A trial configuration is often used when responsive movement is anticipated; here, the tracker looks sufficiently far ahead to detect objects before they have responded, as described above. However, the PI model is untenable if objects move in response to the presence of observers (or survey platform). This is because PI models use the shape of the DS model (more specifically, how this differs from the shape of the MR model) to infer the degree of correlation in detection probability as perpendicular distance increases and to infer the shape of the detection function. With movement, the shape of the DS model obtained from the primary detections will incorporate both the effects of responsive movement and the decline in detection probability due to increasing perpendicular distance; this will lead a PI model to biased inference about the degree of correlation and shape of the detection function, and estimates of detection probability and abundance will be biased as a result. The effects of responsive movement and unmodelled heterogeneity cannot be separated (for more details, see Cañadas, Desportes & Borchers 2004; Borchers et al. 2006). Obviously, responsive movement will not occur if the objects being detected are stationary, or if the observers move so quickly that there is too little time for the objects to move between detections, as is the case on many aerial surveys. If responsive movement is anticipated, then a MR FI model may be more appropriate because it does not use the assumption of uniform animal distribution. It uses only the proportions of duplicates at various distances to estimate detection probability as a function of distance (and other explanatory variables).

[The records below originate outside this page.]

PR #2887, opened 2017-12-13
Feature/randi 2592 dml batch errors

### LINKED ISSUE #2592: DML errors in any of the batch jobs cause the batch of 200 to fail
When a dml exception occurs in the batch rollups it will cause the whole batch of 200 records to fail. Instead use the `allOrNothing` flag to allow as many record as possible to successfully update and then log the failures in the NPSP Error Log. (Should that be one log entry per failed batch with a list of Id's, or one log entry per failed record?)

randi274:
# Critical Changes

# Changes

- We've made some improvements to the way NPSP handles errors when running batches. Specifically, we now:
  - Prevent rollup batches from not updating any records when any single record update fails.
  - Record batch DML (Data Manipulation Language) errors in the Error Log in NPSP Settings. These types of errors will no longer appear on the Apex Job page, so you'll need to review the Error Log to find complete batch failure information.
  - Capture all of the individual record Id's that failed along with the error reason, so that you can better troubleshoot why records weren't processed.

# Issues Closed
#2592 

# New Metadata

# Deleted Metadata


src/classes/ERR_Handler.cls
```diff
@@ -138,62 +138,155 @@ public class ERR_Handler {
     	}
     	return errors;
     }
-        
+
```
force2b: @randi274 I could be wrong, but these look like tab indents. I think our standard is spaces for indentations, though there are some classes that for some reason have a mix of both. For any new methods in these classes, or in methods that you're updating, the indents should be changed to spaces.

src/classes/ERR_Handler.cls
```diff
@@ -138,62 +138,155 @@ public class ERR_Handler {
...
+		}
+		return errors;
+	}
+
+	/*******************************************************************************************************
+    * @description Checks if a given DML operation has succeeded depending on the type of DML result.
+    * @param dmlResults
+    * @return isSuccess Returns true if all DML operations passed successful; returns false if there was a DML exception.
+    */
+	public static boolean isDmlSuccess(Object dmlResults) {
```
force2b: Probably a bit nit-picky, but since this refers to a single instance of SaveResult, etc., should the var name here be `dmlResult` instead of `dmlResults`?

src/classes/ERR_Handler.cls
```diff
@@ -138,62 +138,155 @@ public class ERR_Handler {
...
+		return isSuccess;
+
+	}
+
+	/*******************************************************************************************************
+    * @description Retrieves errors from a DML operation depending on the type of DML result.
+    * @param dmlResults
+    * @return isSuccess Returns true if all DML operations passed successful; returns false if there was a DML exception.
+    */
+	public static List<Database.Error> getDmlResultErrors(Object dmlResults) {
```
force2b: Same as above

src/classes/ERR_Handler.cls
```diff
@@ -239,10 +332,25 @@ public class ERR_Handler {
...
+	/*******************************************************************************************************
+	* @description Creates a single error record from a Database class DML operation in a batch, future or queued job.
+	* @param message The full message of all the errors for a given job and compiled IDs.
+	* @return The error record.
+	*/
+	private static Error__c createJobError(String message) {
+		Error__c error = new Error__c();
+		error.Datetime__c = System.now();
+		error.Full_Message__c = message;
+		error.Error_Type__c = 'Job Error';
```
force2b: Do you think there's any value including parameters or method overloads to pass in values for the Context__c and/or Object__c fields?

src/classes/RLLP_OppPartialSoftCreditRollup.cls
```diff
@@ -161,7 +161,13 @@ public class RLLP_OppPartialSoftCreditRollup {
                 toUpdate.add(newC);
             }
         }
-        update toUpdate;
+        //update toUpdate;
```
force2b: The commented out code can be removed

src/classes/RLLP_OppRollup.cls
```diff
@@ -363,7 +363,15 @@ public without sharing class RLLP_OppRollup {
             }
         }         
 
-        update accountsToUpdate.values();     
+        /**Randi - Changes for Accounts - can I pass in account type?
```
force2b: Is this comment a to-do, a note, or just something that can be removed?

src/classes/RLLP_OppPartialSoftCreditRollup.cls
```diff
@@ -161,7 +161,13 @@ public class RLLP_OppPartialSoftCreditRollup {
...
+        List<Database.SaveResult> srList = Database.update(toUpdate, false);
+
+        ERR_Handler.Errors errorResult = ERR_Handler.getJobErrors(srList, toUpdate);
+        if (errorResult.errorsExist) {
+            ERR_Handler.processErrors(errorResult.errorRecords, 'Jobs');
```
force2b: It's probably better to use the `ERR_Handler_API.Context.RLLP.name()` enum instead of the hardcoded values of `'Jobs'` for all the calls to processErrors()

src/classes/ERR_Handler.cls
force2b: Also, do you think this method could be rewritten as the following? Basically, both methods take a similar action on the `dmlResult` parameter. If `getDmlResultErrors` returns 0, then I would expect that isSuccess is true (unless maybe there's a scenario where isSuccess is false and there are no errors).
`return getDmlResultErrors(dmlResult).size() == 0;`

src/classes/ERR_Handler.cls
```diff
@@ -138,62 +138,155 @@ public class ERR_Handler {
...
+    *
+    * @param dmlResults The results of a DML batch operation performed using the Database class.
+    * @param sObjects The records the DML operation was performed on.
+    * @return Errors The errors with a single list that occurred during a batch DML operation performed using the Database class.
+    */
+	public static Errors getJobErrors(List<Object> dmlResults, List<SObject> sObjects) {
+		Errors errors = new Errors();
+		List<String> errorsFound = new List<String>();
+
+		if(dmlResults != null) {
```
davidhabib: our coding standard is a space after if and for, so it should be if (...) and for (...)

src/classes/ERR_Handler.cls
randi274: I think this is one of the mixed classes, but everything above it seems to already be tabbed in (with some strange spacing too), and I've mostly just copied that. Should I reformat the file to use all tabs/spaces? Also, have we documented that somewhere, or is this something we should discuss at a team meeting?

src/classes/RLLP_OppRollup.cls
randi274: I did want to discuss if you had any suggestions on how to pass in the record type so we could include that in the error messaging, but otherwise I'll just remove this.

src/classes/ERR_Handler.cls
randi274: Cool, good to know! I'll make the necessary edits on those.

src/classes/ERR_Handler.cls
randi274: Changed var name to a singular. And agreed, I had made a note to condense those and that got list in the mix somewhere. As far as I'm aware, there shouldn't be a scenario where there's a failure without any messaging!

src/classes/ERR_Handler.cls
randi274: Check!

src/classes/ERR_Handler.cls
randi274: Do we have any docs on how the context__c field should be populated? I like the overload for the object__c, but would need to determine how best to pass that information.

src/classes/ERR_Handler.cls
force2b: I'm pretty sure that's documented, though @davidhabib also noted this in his comments.

src/classes/RLLP_OppPartialSoftCreditRollup.cls
randi274: I agree. There was another place in the code that used a different convention, and I wasn't sure which was the better way to do it so ended up passing both over!

src/classes/ERR_Handler.cls
force2b: There's a Enum with context values, though in my opinion it wouldn't hurt to refactor that at some point.

src/classes/RLLP_OppRollup.cls
force2b: Is Record Type the SObjectType? If so, you can get that from the record Id using .getSObjectType.

randi274: Right, I guess I'm just wondering if this will always be a list of the same object type? If so, I could just query the first object and call it good, otherwise I'll need to check the whole list to make sure, and maybe break if a different object type is found.

force2b: Good question. For the most part, all of our dml operations are on the same object, so I don't see any issue in just using the first Id with `getSObjectType().getDescribe().getName()`.

src/classes/ERR_Handler.cls
force2b: @randi274 Found it - https://sites.google.com/a/salesforce.com/sfdo-products-team/artifacts-docs/technical-development-resources/cumulus-coding-conventions?pli=1. The doc is a bit old. We've discussed changes to this such as always using curly-brackets for if/for blocks even if there is only a single statement within.

src/classes/ERR_Handler.cls
```diff
@@ -71,137 +71,236 @@ public class ERR_Handler {
...
+					String fullObjectErrMessage = 'There were ' + totalErrors + ' errors saving to object ' + sObjects[i].Id + '. ' + errDetailsMessage;
+
+					errorsFound.add(fullObjectErrMessage);
+				}
+			}
+			if (errorsFound.size() > 0){
+				String errorMessage = String.join(errorsFound, '\n* ');
+				errors.errorsExist = true;
+
+                String objectType = sObjects[1].getSObjectType().getDescribe().getName();
```
force2b: There are probably alternative approaches to get the ObjectType as well as match types in the `UTIL_Describe` class. My biggest concern is using getDescibe() in a for loop in the `areObjectsSameType()` method below. Plus, you could technically compare `SObjectType` instead of comparing against the object name.

src/classes/ERR_Handler.cls
force2b: Sorry, I can't tell - did you update the indentations to use spaces?

src/classes/ERR_Handler.cls
randi274: I see there's method isObjectIdThisType in UTIL_Describe, but it also requires a full getDescribe for each object. I'll trim it down to just call getSObjectType(), which should hopefully improve performance, but let me know if you think it would be better to use isObjectIdThisType. I'll also make sure I correct to using spaces :)

src/classes/RLLP_OppRollup.cls
```diff
@@ -363,7 +363,13 @@ public without sharing class RLLP_OppRollup {
             }
         }         
 
-        update accountsToUpdate.values();
```
force2b: @randi274  The 3 sections in this class and the one in RLLP_OppPartialSoftCreditRollup that do the update and error processing are all nearly identical. Is it worth creating a single method in UTIL_DMLService for `updateRecordsAndLog(List<SObject> records, ERR_Handler_API.Context context)` that each of these can just call with the list of records?

randi274: Good point, I can use that in the soft credit rollup as well!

When there may be responsive movement on MRDS surveys, the analyst has to decide between two unsatisfactory choices: if PI is assumed, estimates of abundance may be biased due to movement; and if FI is assumed, estimates may be biased because there is unmodelled heterogeneity. It is a judgement call as to which is best in this circumstance – the MRDS data cannot help. The effects of responsive movement are illustrated in our cetacean case study below.

Example analyses

The analysis methods described above are available as an R (R Core Team 2012) package called mrds (Laake et al. 2013) and so can be accessed directly via the R environment, but this does require some understanding of R. However, the R package can now be accessed via distance (Thomas et al. 2010), and this provides an accessible route to these analysis options for those not familiar with R. We illustrate the use of an IO configuration using a survey of deer and elk faecal pellets (Jenkins & Manly 2008); a trial configuration is illustrated using data collected during a cetacean survey where one species of interest exhibited responsive movement (Cañadas, Desportes & Borchers 2004). We do not reanalyse these data here, and we merely use the data to illustrate the analysis methods. All analyses were performed in distance v6.1 Beta 1 (Thomas et al. 2010) using mrds version 2.0.6 (Laake et al. 2013), and the distance project for Example 1 is available as Supporting Information S3.

Preparatory Issues

The reader is referred to the distance online manual for help with preparation of MRDS data as this is slightly different to that required for conventional DS data (also see Appendix S2 in Supporting Information). Prior to importing the data into distance, a preliminary examination of the data is recommended, for example to assess sample size. Understanding the data before fitting a detection function is particularly useful to identify potential assumption violations, for example, by plotting the distribution of distances with a large number of bins. If factor variables are being considered as potential covariates, then it may be necessary to combine factor levels using knowledge about which levels are likely to have similar detection functions (Marques et al. 2007).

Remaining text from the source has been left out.